### Task
The lines to copy from the data below are those that hold the string "value".

○ ○ ○ ○

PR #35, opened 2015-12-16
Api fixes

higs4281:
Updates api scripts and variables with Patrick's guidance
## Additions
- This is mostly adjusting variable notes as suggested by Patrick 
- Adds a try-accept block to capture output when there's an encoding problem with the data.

○ ○ ○ ○

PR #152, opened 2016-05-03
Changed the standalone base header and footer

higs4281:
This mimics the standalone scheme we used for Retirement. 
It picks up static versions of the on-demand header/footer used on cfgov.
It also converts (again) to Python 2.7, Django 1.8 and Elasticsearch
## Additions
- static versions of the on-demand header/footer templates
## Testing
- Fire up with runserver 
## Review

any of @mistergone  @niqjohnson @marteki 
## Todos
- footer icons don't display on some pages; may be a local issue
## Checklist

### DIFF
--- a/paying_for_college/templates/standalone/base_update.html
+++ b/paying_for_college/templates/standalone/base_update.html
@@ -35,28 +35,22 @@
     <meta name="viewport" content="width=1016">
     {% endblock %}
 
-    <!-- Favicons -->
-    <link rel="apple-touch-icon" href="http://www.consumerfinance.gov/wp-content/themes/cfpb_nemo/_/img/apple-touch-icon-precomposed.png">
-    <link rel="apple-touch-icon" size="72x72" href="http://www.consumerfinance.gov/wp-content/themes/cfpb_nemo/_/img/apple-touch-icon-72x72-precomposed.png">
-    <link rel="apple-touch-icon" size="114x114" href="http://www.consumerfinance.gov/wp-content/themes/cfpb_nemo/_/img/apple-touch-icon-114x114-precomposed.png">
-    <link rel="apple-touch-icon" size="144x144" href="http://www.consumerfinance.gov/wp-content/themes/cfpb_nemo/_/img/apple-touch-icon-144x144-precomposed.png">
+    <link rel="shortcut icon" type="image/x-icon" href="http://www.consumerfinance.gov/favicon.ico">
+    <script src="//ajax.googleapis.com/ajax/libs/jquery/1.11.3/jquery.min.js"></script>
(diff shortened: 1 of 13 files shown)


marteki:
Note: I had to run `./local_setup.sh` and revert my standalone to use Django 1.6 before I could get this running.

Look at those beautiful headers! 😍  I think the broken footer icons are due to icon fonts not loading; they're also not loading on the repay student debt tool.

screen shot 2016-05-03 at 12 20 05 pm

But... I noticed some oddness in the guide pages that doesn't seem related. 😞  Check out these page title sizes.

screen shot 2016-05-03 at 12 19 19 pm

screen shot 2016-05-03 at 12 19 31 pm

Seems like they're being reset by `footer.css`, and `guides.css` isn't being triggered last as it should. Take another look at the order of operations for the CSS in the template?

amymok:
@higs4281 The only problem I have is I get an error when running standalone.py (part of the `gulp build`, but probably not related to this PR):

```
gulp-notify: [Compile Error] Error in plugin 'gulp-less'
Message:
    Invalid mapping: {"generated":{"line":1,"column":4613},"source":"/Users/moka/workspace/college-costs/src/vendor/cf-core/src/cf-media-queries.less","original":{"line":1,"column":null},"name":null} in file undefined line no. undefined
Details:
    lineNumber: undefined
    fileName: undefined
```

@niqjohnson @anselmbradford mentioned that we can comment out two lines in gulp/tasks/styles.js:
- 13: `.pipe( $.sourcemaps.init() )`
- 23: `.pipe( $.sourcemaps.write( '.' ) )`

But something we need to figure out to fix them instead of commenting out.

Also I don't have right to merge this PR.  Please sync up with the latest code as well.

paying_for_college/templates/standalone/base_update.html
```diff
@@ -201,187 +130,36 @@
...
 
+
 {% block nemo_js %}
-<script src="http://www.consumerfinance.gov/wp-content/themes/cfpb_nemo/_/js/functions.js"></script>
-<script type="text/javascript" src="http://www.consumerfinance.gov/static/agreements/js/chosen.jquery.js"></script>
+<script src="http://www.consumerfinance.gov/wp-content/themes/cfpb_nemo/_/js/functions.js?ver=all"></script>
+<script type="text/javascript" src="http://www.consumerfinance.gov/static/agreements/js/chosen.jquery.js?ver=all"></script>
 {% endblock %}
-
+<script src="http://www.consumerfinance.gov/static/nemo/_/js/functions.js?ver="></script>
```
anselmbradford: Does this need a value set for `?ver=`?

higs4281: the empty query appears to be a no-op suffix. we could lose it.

○ ○ ○ ○

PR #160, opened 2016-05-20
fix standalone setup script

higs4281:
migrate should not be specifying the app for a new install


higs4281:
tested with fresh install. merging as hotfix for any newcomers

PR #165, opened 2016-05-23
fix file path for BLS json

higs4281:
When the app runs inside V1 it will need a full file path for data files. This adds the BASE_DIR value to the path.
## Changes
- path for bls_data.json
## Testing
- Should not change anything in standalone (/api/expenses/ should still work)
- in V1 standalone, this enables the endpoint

○ ○ ○ ○

### Output for this task
anselmbradford: Does this need a value set for `?ver=`?
When the app runs inside V1 it will need a full file path for data files. This adds the BASE_DIR value to the path.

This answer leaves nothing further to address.